Forge — a terminal-native autonomous coding agent in Go

I’ve been building Forge, a terminal-native autonomous coding agent in Go, as a model-agnostic alternative to Claude Code.I wanted to share it with this community since it’s a fairly Go-idiomatic design.

What it does

You give it a task in plain English. It reads your repo, plans, calls tools, generates a unified diff, and asks for confirmation before applying anything. Standard agent loop, but a few things are different:

Six specialized model roles, not one model doing everything

Every LLM call is tagged with a role and routed independently through Costguard (an LLM gateway I also built):

type ModelRole string

const (
	RolePlanner    ModelRole = "planner"     // reasoning, decides what to do next
	RoleCoder      ModelRole = "coder"       // writes patches
	RoleToolCaller ModelRole = "tool_caller" // intent -> structured tool call
	RoleCompactor  ModelRole = "compactor"   // summarizes on context overflow
	RoleReviewer   ModelRole = "reviewer"    // catches mistakes before patches reach you
)

Each role can point at a different model — e.g. Claude for planning, a cheap local Ollama model for tool-calling, GPT-4 class for code. Unconfigured roles fall back to the planner model, so single-model use still works with zero config:

func (c Config) selectModel(role ModelRole) string {
	switch role {
	case RoleCoder:
		if c.CoderModel != "" {
			return c.CoderModel
		}
	// ...
	}
	return c.PlannerModel
}

Planner → INTENT → tool-caller two-step protocol

The expensive reasoning model never has to emit a structured tool call directly. It emits INTENT: <natural language>, and a second, cheaper model translates that into the actual TOOL:/ARGS: call. This is the part I think is most interesting architecturally, it cleanly separates “deciding what to do” from “formatting it correctly,” This lets you use a powerful model for thinking, and a small local model for turning the result into structured tool calls.

Patch review gate

Before any patch reaches you, a reviewer-role model (can be a stronger model than the one that wrote the code) checks it. Runs even in autonomous mode.

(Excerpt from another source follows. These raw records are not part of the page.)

PR #737, opened 2026-02-14
Various tweaks to pio_blink example

lurch:
* Add extra comments and defines to make the code easier to understand
* Use pio_claim_unused_sm instead of hardcoding "last SM + 1"
* Should now work with LED3 on GPIO 31 and LED4 on GPIO 32
* Stops flashing after 60 seconds to demonstrate PIO cleanup
* Add binary_info pin information

### DIFF
--- a/pio/pio_blink/blink.c
+++ b/pio/pio_blink/blink.c
@@ -13,76 +13,92 @@
 
 void blink_pin_forever(PIO pio, uint sm, uint offset, uint pin, uint freq);
 
-// by default flash leds on gpios 3-4
+// By default flash LEDs on GPIOs 3 and 4
 #ifndef PIO_BLINK_LED1_GPIO
 #define PIO_BLINK_LED1_GPIO 3
+#define PIO_BLINK_LED2_GPIO (PIO_BLINK_LED1_GPIO + 1)
 #endif
 
-// and flash leds on gpios 5-6
-// or if the device supports more than 32 gpios, flash leds on 32-33
+// and also flash LEDs on GPIOs 5 and 6
+// Or if the device has more than 32 gpios, also flash LEDs on GPIOs 32 and 33
 #ifndef PIO_BLINK_LED3_GPIO
 #if NUM_BANK0_GPIOS <= 32
 #define PIO_BLINK_LED3_GPIO 5
 #else
 #define PIO_BLINK_LED3_GPIO 32
 #endif
+#define PIO_BLINK_LED4_GPIO (PIO_BLINK_LED3_GPIO + 1)
 #endif
+
+#define PIO_BLINK_LED1_FREQUENCY 4
+#define PIO_BLINK_LED2_FREQUENCY 3
+#define PIO_BLINK_LED3_FREQUENCY 2
+#define PIO_BLINK_LED4_FREQUENCY 1
 
 int main() {
     setup_default_uart();
 
-    assert(PIO_BLINK_LED1_GPIO < 31);
-    assert(PIO_BLINK_LED3_GPIO < 31 || PIO_BLINK_LED3_GPIO >= 32);
+    // LED1 and LED2 are both expected to be in the "lower" range of PIO-addressable GPIOs
+    assert((PIO_BLINK_LED1_GPIO < 32) && (PIO_BLINK_LED2_GPIO < 32));
+    // check LED3 and LED4 are both in the same range of PIO-addressable GPIOs
+    assert(((PIO_BLINK_LED3_GPIO < 32) && (PIO_BLINK_LED4_GPIO < 32)) || ((PIO_BLINK_LED3_GPIO >= 16) && (PIO_BLINK_LED3_GPIO < 48) && (PIO_BLINK_LED4_GPIO >= 16) && (PIO_BLINK_LED4_GPIO < 48)));
 
+    // LED1 and LED2 are both controlled by the program loaded into pio[0] at offset[0]
+    // LED3 and LED4 are both controlled by the program loaded into pio[1] at offset[1] (which might be the same as pio[0] and offset[0] if LED3 and LED4 are both on GPIOs < 32)
+    // LED1 is controlled by sm[0]
+    // LED2 is controlled by sm[1]
+    // LED3 is controlled by sm[2]
+    // LED4 is controlled by sm[3]
     PIO pio[2];
-    uint sm[2];
+    uint sm[4];
     uint offset[2];
 
-    // Find a free pio and state machine and add the program
+    // Find a free PIO and state machine and add the program
     bool rc = pio_claim_free_sm_and_add_program_for_gpio_range(&blink_program, &pio[0], &sm[0], &offset[0], PIO_BLINK_LED1_GPIO, 2, true);
     hard_assert(rc);
     printf("Loaded program at %u on pio %u\n", offset[0], PIO_NUM(pio[0]));
 
-    // Start led1 flashing
-    blink_pin_forever(pio[0], sm[0], offset[0], PIO_BLINK_LED1_GPIO, 4);
+    // Start LED1 flashing
+    blink_pin_forever(pio[0], sm[0], offset[0], PIO_BLINK_LED1_GPIO, PIO_BLINK_LED1_FREQUENCY);
 
-    // Claim the next state machine and start led2 flashing
-    pio_sm_claim(pio[0], sm[0] + 1);
-    blink_pin_forever(pio[0], sm[0] + 1, offset[0], PIO_BLINK_LED1_GPIO + 1, 3);
+    // Claim the next unused state machine and start LED2 flashing
+    sm[1] = pio_claim_unused_sm(pio[0], true);
+    blink_pin_forever(pio[0], sm[1], offset[0], PIO_BLINK_LED2_GPIO, PIO_BLINK_LED2_FREQUENCY);
 
-    if (PIO_BLINK_LED3_GPIO >= 32) {
-        // Find a free pio and state machine and add the program
-        rc = pio_claim_free_sm_and_add_program_for_gpio_range(&blink_program, &pio[1], &sm[1], &offset[1], PIO_BLINK_LED3_GPIO, 2, true);
+    if ((PIO_BLINK_LED3_GPIO >= 32) || (PIO_BLINK_LED4_GPIO >= 32)) {
+        // Find a free PIO and state machine and add the program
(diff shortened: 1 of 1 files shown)


pio/pio_blink/blink.c
```diff
@@ -13,76 +13,92 @@
...
+        rc = pio_claim_free_sm_and_add_program_for_gpio_range(&blink_program, &pio[1], &sm[2], &offset[1], PIO_BLINK_LED3_GPIO, 2, true);
         printf("Loaded program at %u on pio %u\n", offset[1], PIO_NUM(pio[1]));
     } else {
         // no need to load the program again
         rc = true;
         pio[1] = pio[0];
-        sm[1] = sm[0] + 2;
         offset[1] = offset[0];
-        pio_sm_claim(pio[1], sm[1]);
+        sm[2] = pio_claim_unused_sm(pio[1], true);
```
peterharperuk, line 107: Maybe we should have a pio_claim_free_sm_and_add_for_gpio_range function

lurch: Sounds like a @kilograham question to me! :laughing: 
(Although I guess that potential function might be useful for @poetaster in https://github.com/raspberrypi/pico-sdk/issues/2030 )

pio/pio_blink/blink.c
```diff
@@ -13,76 +13,92 @@
...
+#define PIO_BLINK_LED4_FREQUENCY 1
+
 int main() {
     setup_default_uart();
 
-    assert(PIO_BLINK_LED1_GPIO < 31);
-    assert(PIO_BLINK_LED3_GPIO < 31 || PIO_BLINK_LED3_GPIO >= 32);
-
+    // LED1 and LED2 are both expected to be in the "lower" range of PIO-addressable GPIOs
+    assert((PIO_BLINK_LED1_GPIO < 32) && (PIO_BLINK_LED2_GPIO < 32));
```
peterharperuk, line 72: arguably, these asserts should be unnecessary - the code should be able to work whatever value is used.

lurch: I guess it depends on the focus of the example - is it showing "here's how you flash two GPIOs in one PIO-range and two GPIOs in a different range" (which I think was the original intention?), or is it showing "here's totally generic (but more complicated) code for flashing any four GPIOs in any combination" ?
Perhaps I ought to add a comment highlighting the intention of the example? :thinking:

pio/pio_blink/blink.c
peterharperuk: Or we should make the existing function clever enough to know not to add the same program to the same PIO twice.

lurch: > Or we should make the existing function clever enough to know not to add the same program to the same PIO twice.

Don't know if we can do that with the current API, as I think the PIO instruction memory is write-only?

peterharperuk: You might be able to stash an array of pio_program_t structures. Worth seeing if it makes the API better.

pio/pio_blink/blink.c
lurch: > Perhaps I ought to add a comment highlighting the intention of the example?

Done.

kilograham: I certainly dont think we care about the +1, so remove those asserts

pio/pio_blink/blink.c
```diff
@@ -11,78 +11,103 @@
...
-    pio_sm_claim(pio[0], sm[0] + 1);
-    blink_pin_forever(pio[0], sm[0] + 1, offset[0], PIO_BLINK_LED1_GPIO + 1, 3);
+    // Claim the next unused state machine and start LED2 flashing
+    sm[1] = pio_claim_unused_sm(pio[0], true);
+    blink_pin_forever(pio[0], sm[1], offset[0], PIO_BLINK_LED2_GPIO, PIO_BLINK_LED2_FREQUENCY);
 
-    if (PIO_BLINK_LED3_GPIO >= 32) {
-        // Find a free pio and state machine and add the program
-        rc = pio_claim_free_sm_and_add_program_for_gpio_range(&blink_program, &pio[1], &sm[1], &offset[1], PIO_BLINK_LED3_GPIO, 2, true);
+    if ((PIO_BLINK_LED3_GPIO >= 32) || (PIO_BLINK_LED4_GPIO >= 32)) {
```
kilograham, line 98: arguably we already checked this by assert - perhaps use NUM_BANK0_GPIOS instead

pio/pio_blink/blink.c
```diff
@@ -11,78 +11,103 @@
...
-    // Claim the next state machine and start led4 flashing
-    pio_sm_claim(pio[1], sm[1] + 1);
-    blink_pin_forever(pio[1], sm[1] + 1, offset[1], PIO_BLINK_LED3_GPIO + 1, 1);
+    printf("All LEDs should be flashing\n");
 
-    // free up pio resources
-    pio_sm_unclaim(pio[1], sm[1] + 1);
-    if (PIO_BLINK_LED3_GPIO >= 32) {
-        pio_remove_program_and_unclaim_sm(&blink_program, pio[1], sm[1], offset[1]);
+    // free up PIO resources
```
kilograham: not sure why we are freeing stuff up if we are having it continue to blink (frankly i thought in debug builds that remove program erased the instruction memory, but maybe i'm mis-remembering)

pio/pio_blink/blink.c
kilograham: this discussion a bit out of place here since it isn't clear how it helps - feel free to open a discussion in SDK

kilograham (changes requested):

pio/pio_blink/blink.c
peterharperuk: I think the rationale is that it's example code which might be copied - so we should show how to cleanup properly? Perhaps we should allow the user to press "x" to exit

kilograham: yeah i mean the intent is either to say "hey look it goes on blinking without CPU" in which case we should not clean up as that is confusing, or as you say we should have a key to exit, but then clean up and probably stop the SM

pio/pio_blink/blink.c
lurch: Not really - all the asserts are checking is that `PIO_BLINK_LED3_GPIO` and `PIO_BLINK_LED4_GPIO` are either both `< 32` or both `(>= 16 && < 48)`.
(I.e. even on a RP2350B where NUM_BANK0_GPIOS > 32, you _might_ have LED3 and LED4 both < 32)

pio/pio_blink/blink.c
lurch: I've removed the cleanup code

lurch:
Rebased onto latest `develop` and force-pushed.

pio/pio_blink/blink.c
```diff
@@ -93,19 +93,10 @@ int main() {
...
-    // free up PIO resources
-    pio_sm_unclaim(pio[1], sm[3]);
-    if ((PIO_BLINK_LED3_GPIO >= 32) || (PIO_BLINK_LED4_GPIO >= 32)) {
-        pio_remove_program_and_unclaim_sm(&blink_program, pio[1], sm[2], offset[1]);
-    } else {
-        pio_sm_unclaim(pio[1], sm[2]);
-    }
-    pio_sm_unclaim(pio[0], sm[1]);
-    pio_remove_program_and_unclaim_sm(&blink_program, pio[0], sm[0], offset[0]);
+    sleep_ms(3000);
```
peterharperuk: I really would like the example to show how you cleanup. I think we should leave this in and just add a way of stopping the program rather than running forever.

lurch: I'm reluctant to add some kind of "user interaction" to this example, as I feel like it'd distract from the core purpose of the example. What about if I changed it to leave the LEDs flashing for e.g. 10 seconds, and then disabled the SMs and cleanly shut everything down?

peterharperuk: That might work. Maybe make it 60s

lurch:
@peterharperuk I _think_ my latest change is correct, and it compiles, but I've not tested it on real hardware.

pio/pio_blink/blink.c
```diff
@@ -11,78 +11,136 @@
...
 #if NUM_BANK0_GPIOS <= 32
 #define PIO_BLINK_LED3_GPIO 5
 #else
 #define PIO_BLINK_LED3_GPIO 32
 #endif
+#define PIO_BLINK_LED4_GPIO (PIO_BLINK_LED3_GPIO + 1)
+#endif
+
+#ifndef PIO_BLINK_LED1_FREQUENCY
+#define PIO_BLINK_LED1_FREQUENCY 4
```
peterharperuk, line 47: It would be slightly more obvious if the led frequency doubled each time rather than just increased by 1, i.e. make this 8

pio/pio_blink/blink.c
```diff
@@ -11,78 +11,136 @@
...
+#endif
+#ifndef PIO_BLINK_LED2_FREQUENCY
+#define PIO_BLINK_LED2_FREQUENCY 3
```
peterharperuk, line 50: and make this 4?

peterharperuk (dismissed):
I tested it and it works.

pio/pio_blink/blink.c
lurch: I didn't choose the original frequencies, I just moved them to being `#define`s :slightly_smiling_face: 
I guess one advantage to having frequencies of 4, 3, 2 and 1Hz, is that it's more visually obvious that they're "independent" frequencies (i.e. 3 and 4 are co-prime), rather than just all being driven from the same core-loop but being switched on and off at different loop-counter values?
E.g. frequencies of 8, 4, 2 and 1Hz could just be created with something like:
```c
while (true) {
    for (int i=0; i < 8; i++) {
        toggle_led(0); // 8Hz
        if (i % 2 == 0) toggle_led(1); // 4Hz
        if (i % 4 == 0) toggle_led(2); // 2Hz
        if (i == 0) toggle_led(3); // 1Hz
        sleep_ms(63); // one sixteenth of a second
    }
}
```

peterharperuk: I mean it's not obvious that all the frequencies are different from looking at the leds. But, submit as it is.

lurch: I'll have a look at your working-hardware-demo on Monday, and then merge this PR after that :slightly_smiling_face: (perhaps if we insert a small delay between starting each LED, rather than starting them all at the same time, that'll make it more obvious that they're operating at different cadences?)

peterharperuk (approved):

lurch:
I can't merge this yet, because GitHub thinks that Graham is still requesting changes?

kilograham (approved):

Stdlib-heavy, no Docker dependency for file edits, it edits the working tree directly like Claude Code does.

Repo: GitHub - marcoantonios1/Forge: Terminal-native AI coding agent powered by multiple LLMs. Like Claude Code, but model-agnostic — use local or cloud models via Costguard. · GitHub

Curious what this community thinks of the role-based routing pattern, and whether the INTENT two-step is the right way to split reasoning from structured output, or if there’s a cleaner Go pattern I’m missing.